L’assegno sociale rappresenta un sostegno fondamentale per molte persone in Italia, in particolare per quelle che si trovano in difficoltà economiche a causa dell’età avanzata o di altre circostanze. Tuttavia, la questione si complica quando si parla di rinuncia all’assegno di mantenimento dopo una separazione. Molti si chiedono: spetta l’assegno sociale se si rinuncia al mantenimento? In questo articolo, esploreremo i requisiti per l’assegno sociale e le implicazioni legali della rinuncia al mantenimento.
Cosa è l’Assegno Sociale?
L’assegno sociale non è una pensione tradizionale, ma una prestazione assistenziale erogata dall’INPS per garantire un reddito minimo a chi ne ha bisogno. Secondo la legge italiana, per accedere a questo beneficio è necessario soddisfare alcuni requisiti specifici. I principali criteri includono:
- Età anagrafica: avere compiuto 67 anni.
- Cittadinanza e residenza: essere cittadini italiani, comunitari o extracomunitari con permesso di lungo soggiorno, residenti in Italia in modo continuativo per almeno 10 anni.
- Requisito economico: trovarsi in uno stato di bisogno, con redditi personali inferiori a una soglia stabilita annualmente dalla legge.
Requisito Economico per l’Assegno Sociale
Il requisito economico è fondamentale per l’assegno sociale. La legge stabilisce che si deve considerare solo il reddito effettivo percepito, escludendo redditi ipotetici o potenziali.

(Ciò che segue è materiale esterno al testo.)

PR #520, opened 2023-11-16
[AAP-11699] Add update_password command

Dostonbek1:
- Adds a new django-admin command `update_password` to update the given user's password

Solves: [AAP-11699](https://issues.redhat.com/browse/AAP-11699)

### DIFF
--- a/src/aap_eda/core/management/commands/update_password.py
+++ b/src/aap_eda/core/management/commands/update_password.py
@@ -1,0 +1,40 @@
+#  Copyright 2023 Red Hat, Inc.
+#
+#  Licensed under the Apache License, Version 2.0 (the "License");
+#  you may not use this file except in compliance with the License.
+#  You may obtain a copy of the License at
+#
+#      http://www.apache.org/licenses/LICENSE-2.0
+#
+#  Unless required by applicable law or agreed to in writing, software
+#  distributed under the License is distributed on an "AS IS" BASIS,
+#  WITHOUT WARRANTIES OR CONDITIONS OF ANY KIND, either express or implied.
+#  See the License for the specific language governing permissions and
+#  limitations under the License.
+from django.core.management import BaseCommand, CommandError
+from django.db import transaction
+
+from aap_eda.core import models
+
+
+class Command(BaseCommand):
+    help = "Update user password."
+
+    def add_arguments(self, parser):
+        parser.add_argument("-u", "--username", required=True)
+        parser.add_argument("-p", "--password", required=True)
+
+    @transaction.atomic
+    def handle(self, *args, **options):
+        username = options["username"]
+        password = options["password"]
+        try:
+            user = models.User.objects.get(username=username)
+            user.set_password(password)
+            user.save()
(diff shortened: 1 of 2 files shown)


jamesmarshall24 (dismissed):

mkanoor (commented):
@Dostonbek1 can we add tests

src/aap_eda/core/management/commands/update_password.py
```diff
@@ -0,0 +1,40 @@
...
+        parser.add_argument("-p", "--password", required=True)
+
+    @transaction.atomic
+    def handle(self, *args, **options):
+        username = options["username"]
+        password = options["password"]
+        try:
+            user = models.User.objects.get(username=username)
+            user.set_password(password)
+            user.save()
```
Alex-Izquierdo, line 34: I think we should print a message indicating the success of the operation.

src/aap_eda/core/management/commands/update_password.py
```diff
@@ -0,0 +1,40 @@
...
+    help = "Update user password."
+
+    def add_arguments(self, parser):
+        parser.add_argument("-u", "--username", required=True)
+        parser.add_argument("-p", "--password", required=True)
+
+    @transaction.atomic
+    def handle(self, *args, **options):
+        username = options["username"]
+        password = options["password"]
```
Alex-Izquierdo, line 30: We should check if required args were provided and raise a command error if not.

src/aap_eda/core/management/commands/update_password.py
```diff
@@ -0,0 +1,40 @@
...
+        try:
+            user = models.User.objects.get(username=username)
```
Alex-Izquierdo, line 32: I think user model has a check_password method that we could call before.

Alex-Izquierdo (changes requested):
This should have tests

src/aap_eda/core/management/commands/update_password.py
Dostonbek1: We have the message on line 38.

src/aap_eda/core/management/commands/update_password.py
Dostonbek1: `required=True` param in parser takes care of that for us.

src/aap_eda/core/management/commands/update_password.py
Alex-Izquierdo: Right, I commented before read the end. :)

src/aap_eda/core/management/commands/update_password.py
Dostonbek1: Thanks. Working on adding the tests now.

src/aap_eda/core/management/commands/update_password.py
Alex-Izquierdo: good point.

Alex-Izquierdo (approved):

mkanoor (approved):

PR #521, opened 2023-11-17
refactor: enable jinja2 in parsing rulebook

hsong-rh:
Enable Jinja2 to parse port information from the rulebook when it contains a template.

Resolves: [AAP-17870](https://issues.redhat.com/browse/AAP-17870)


tests/integration/services/activation/engine/test_ports.py
```diff
@@ -98,6 +108,63 @@ def test_ports_with_empty_plugin():
...
+---
+- name: Run a webhook listener service
+  hosts: all
+  sources:
+    - ansible.eda.webhook:
+        port: "{{ webhook_port | default(5000) }}"
+"""
+    context = {"webhook_port": 8000}
+    ports = find_ports(rulebook, context)
+    assert ports == [(None, 8000)]
```
mkanoor, line 128: @hsong-rh Is the first element of the tuple a host or port, can we have a test with the filled value

hsong-rh: @mkanoor it's the host, let me add tests for it

PR #525, opened 2023-11-20
chore: fix image of eda-ws pod in docker dev

Alex-Izquierdo:
Follow up: https://github.com/ansible/eda-server/pull/495

The service should use by default the local development image.


Dostonbek1 (approved):
lgtm

jshimkus-rh (approved):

Questo significa che, per valutare il diritto all’assegno, viene presa in considerazione solo la situazione economica reale del richiedente, senza considerare le scelte personali che lo hanno portato a quella condizione.
Rinuncia al Mantenimento e Diritto all’Assegno Sociale
La domanda cruciale è se una persona che rinuncia all’assegno di mantenimento possa comunque richiedere l’assegno sociale. Secondo la giurisprudenza, la risposta è affermativa. Una sentenza recente del Tribunale di Catanzaro ha confermato che la rinuncia a un diritto, come quello al mantenimento, non può essere usata come motivo per negare l’assegno sociale. È importante notare che il diritto all’assistenza pubblica è autonomo e non subordinato agli obblighi di natura privata derivanti dal matrimonio.
Esempio Pratico
Consideriamo un caso concreto: una persona di 67 anni che si separa e decide di rinunciare all’assegno di mantenimento per chiudere ogni legame con l’ex coniuge. Se questa persona si ritrova con un reddito pari a zero, ha pieno diritto a richiedere l’assegno sociale. L’INPS non può negare la domanda sostenendo che avrebbe potuto richiedere il mantenimento.
Quando la Rinuncia al Mantenimento Può Diventare un Problema
Ci sono però delle eccezioni. La rinuncia al mantenimento può costituire un ostacolo se si verifica in un contesto di comportamento fraudolento. Ad esempio, se due coniugi si accordano per una separazione fittizia, dove uno rinuncia formalmente al mantenimento ma continua a ricevere denaro in modo non dichiarato, la situazione può essere considerata una truffa. In tali casi, l’onere della prova ricade sull’ente che eroga la prestazione, che deve dimostrare la frode.
Chi Deve Dimostrare lo Stato di Bisogno?
Secondo il principio giuridico noto come negativa non sunt probanda, chi richiede l’assegno sociale non è tenuto a dimostrare di non avere altri redditi. Basta che dichiari la propria situazione economica. Spetta poi all’INPS, che ha accesso a banche dati fiscali, verificare la veridicità di tali dichiarazioni. Se l’ente sospetta l’esistenza di altri redditi, deve fornire prove concrete.
Conclusioni sulla Decisione del Tribunale
La recente decisione del Tribunale di Catanzaro ribadisce un principio fondamentale: lo stato di bisogno è una condizione oggettiva, basata su dati concreti e soglie di reddito. L’assistenza pubblica non è un privilegio, ma un diritto garantito dallo Stato. Le scelte personali, come la rinuncia a un assegno di mantenimento, non devono compromettere l’accesso a un supporto essenziale per una vita dignitosa. È fondamentale che le norme assistenziali tutelino i diritti dei cittadini, garantendo loro il sostegno necessario per affrontare le difficoltà economiche.